Task item — Each line that includes "undefined" must be copied from the records.

(Records from a data source)
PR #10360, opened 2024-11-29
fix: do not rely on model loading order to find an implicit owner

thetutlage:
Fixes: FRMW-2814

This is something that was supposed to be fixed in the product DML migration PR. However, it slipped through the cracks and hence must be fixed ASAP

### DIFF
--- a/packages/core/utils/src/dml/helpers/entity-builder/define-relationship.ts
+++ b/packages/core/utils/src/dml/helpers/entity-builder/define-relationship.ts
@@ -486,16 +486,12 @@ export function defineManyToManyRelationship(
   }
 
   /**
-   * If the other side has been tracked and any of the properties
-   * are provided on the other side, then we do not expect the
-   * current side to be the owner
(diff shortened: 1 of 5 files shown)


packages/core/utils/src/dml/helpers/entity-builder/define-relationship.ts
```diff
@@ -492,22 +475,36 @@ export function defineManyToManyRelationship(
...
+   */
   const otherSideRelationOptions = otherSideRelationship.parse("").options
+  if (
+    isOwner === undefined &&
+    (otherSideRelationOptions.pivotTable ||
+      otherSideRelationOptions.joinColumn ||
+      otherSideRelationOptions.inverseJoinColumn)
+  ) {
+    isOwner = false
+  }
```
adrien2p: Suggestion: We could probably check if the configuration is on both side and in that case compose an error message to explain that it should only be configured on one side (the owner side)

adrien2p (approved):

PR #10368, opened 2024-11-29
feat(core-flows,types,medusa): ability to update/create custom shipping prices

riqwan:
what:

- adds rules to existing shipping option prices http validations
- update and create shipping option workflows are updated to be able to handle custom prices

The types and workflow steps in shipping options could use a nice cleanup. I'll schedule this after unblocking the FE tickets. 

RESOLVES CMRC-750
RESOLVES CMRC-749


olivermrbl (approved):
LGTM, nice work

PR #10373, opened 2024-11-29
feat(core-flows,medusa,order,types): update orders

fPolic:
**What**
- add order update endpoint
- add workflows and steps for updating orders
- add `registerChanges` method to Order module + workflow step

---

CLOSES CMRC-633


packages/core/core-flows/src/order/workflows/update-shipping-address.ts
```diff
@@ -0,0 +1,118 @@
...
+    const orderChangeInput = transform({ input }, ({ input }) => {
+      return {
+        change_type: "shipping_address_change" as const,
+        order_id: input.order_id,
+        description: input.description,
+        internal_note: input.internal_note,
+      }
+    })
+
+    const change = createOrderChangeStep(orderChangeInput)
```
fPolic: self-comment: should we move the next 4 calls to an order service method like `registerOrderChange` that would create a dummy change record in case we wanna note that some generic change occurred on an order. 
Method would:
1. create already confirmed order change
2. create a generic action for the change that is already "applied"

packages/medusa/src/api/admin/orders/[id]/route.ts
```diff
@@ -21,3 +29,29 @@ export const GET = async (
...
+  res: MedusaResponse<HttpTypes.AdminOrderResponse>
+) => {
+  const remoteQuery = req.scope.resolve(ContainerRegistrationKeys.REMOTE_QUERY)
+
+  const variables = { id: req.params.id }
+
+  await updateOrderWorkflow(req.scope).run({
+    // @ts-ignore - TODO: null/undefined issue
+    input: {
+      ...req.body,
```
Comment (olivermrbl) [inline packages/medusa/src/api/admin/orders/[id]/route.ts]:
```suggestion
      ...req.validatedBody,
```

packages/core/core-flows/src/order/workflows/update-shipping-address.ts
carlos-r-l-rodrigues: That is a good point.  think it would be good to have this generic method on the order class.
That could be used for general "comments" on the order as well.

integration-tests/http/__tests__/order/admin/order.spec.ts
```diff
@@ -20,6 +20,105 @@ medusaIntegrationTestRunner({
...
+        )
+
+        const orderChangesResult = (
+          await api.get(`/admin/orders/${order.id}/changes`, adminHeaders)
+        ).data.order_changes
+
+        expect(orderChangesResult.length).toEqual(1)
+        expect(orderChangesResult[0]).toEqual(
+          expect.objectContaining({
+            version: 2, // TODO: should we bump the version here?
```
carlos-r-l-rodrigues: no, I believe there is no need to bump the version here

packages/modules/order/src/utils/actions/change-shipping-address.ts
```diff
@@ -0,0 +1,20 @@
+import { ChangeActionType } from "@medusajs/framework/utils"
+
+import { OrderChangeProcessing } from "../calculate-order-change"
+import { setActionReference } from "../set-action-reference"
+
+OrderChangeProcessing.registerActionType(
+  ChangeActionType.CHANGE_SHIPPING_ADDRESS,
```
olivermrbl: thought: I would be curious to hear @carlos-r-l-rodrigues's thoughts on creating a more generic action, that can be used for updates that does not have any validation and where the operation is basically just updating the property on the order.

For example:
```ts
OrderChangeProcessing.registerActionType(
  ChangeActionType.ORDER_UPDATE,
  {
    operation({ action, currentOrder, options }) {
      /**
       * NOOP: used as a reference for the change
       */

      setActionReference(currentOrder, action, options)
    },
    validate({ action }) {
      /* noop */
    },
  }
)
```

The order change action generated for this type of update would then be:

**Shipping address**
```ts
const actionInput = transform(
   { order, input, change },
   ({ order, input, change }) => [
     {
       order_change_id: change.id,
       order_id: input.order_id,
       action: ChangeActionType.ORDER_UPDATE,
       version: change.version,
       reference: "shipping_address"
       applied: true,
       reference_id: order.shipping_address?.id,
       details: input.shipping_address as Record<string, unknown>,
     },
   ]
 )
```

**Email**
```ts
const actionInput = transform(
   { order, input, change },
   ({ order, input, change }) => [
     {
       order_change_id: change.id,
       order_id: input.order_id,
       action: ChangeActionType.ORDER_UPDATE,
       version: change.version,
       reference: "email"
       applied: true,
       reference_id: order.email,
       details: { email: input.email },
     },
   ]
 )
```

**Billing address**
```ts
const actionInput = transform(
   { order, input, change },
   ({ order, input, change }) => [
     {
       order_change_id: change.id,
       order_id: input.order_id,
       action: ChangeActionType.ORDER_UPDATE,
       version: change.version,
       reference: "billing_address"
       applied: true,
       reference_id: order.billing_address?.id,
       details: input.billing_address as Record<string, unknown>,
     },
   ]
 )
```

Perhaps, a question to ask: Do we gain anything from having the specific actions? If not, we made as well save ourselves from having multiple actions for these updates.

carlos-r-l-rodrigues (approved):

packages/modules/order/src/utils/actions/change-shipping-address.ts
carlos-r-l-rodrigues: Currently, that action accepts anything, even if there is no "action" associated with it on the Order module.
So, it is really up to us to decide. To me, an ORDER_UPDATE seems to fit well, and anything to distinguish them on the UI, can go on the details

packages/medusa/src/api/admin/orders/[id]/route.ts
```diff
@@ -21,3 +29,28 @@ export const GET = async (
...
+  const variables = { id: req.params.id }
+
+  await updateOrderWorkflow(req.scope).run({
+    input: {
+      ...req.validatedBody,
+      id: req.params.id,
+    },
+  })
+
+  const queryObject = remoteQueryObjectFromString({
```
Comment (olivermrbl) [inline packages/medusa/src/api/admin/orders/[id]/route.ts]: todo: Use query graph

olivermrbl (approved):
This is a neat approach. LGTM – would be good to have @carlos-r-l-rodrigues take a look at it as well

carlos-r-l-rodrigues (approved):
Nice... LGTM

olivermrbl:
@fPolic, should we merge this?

Solution below —
+    isOwner === undefined &&
+    // @ts-ignore - TODO: null/undefined issue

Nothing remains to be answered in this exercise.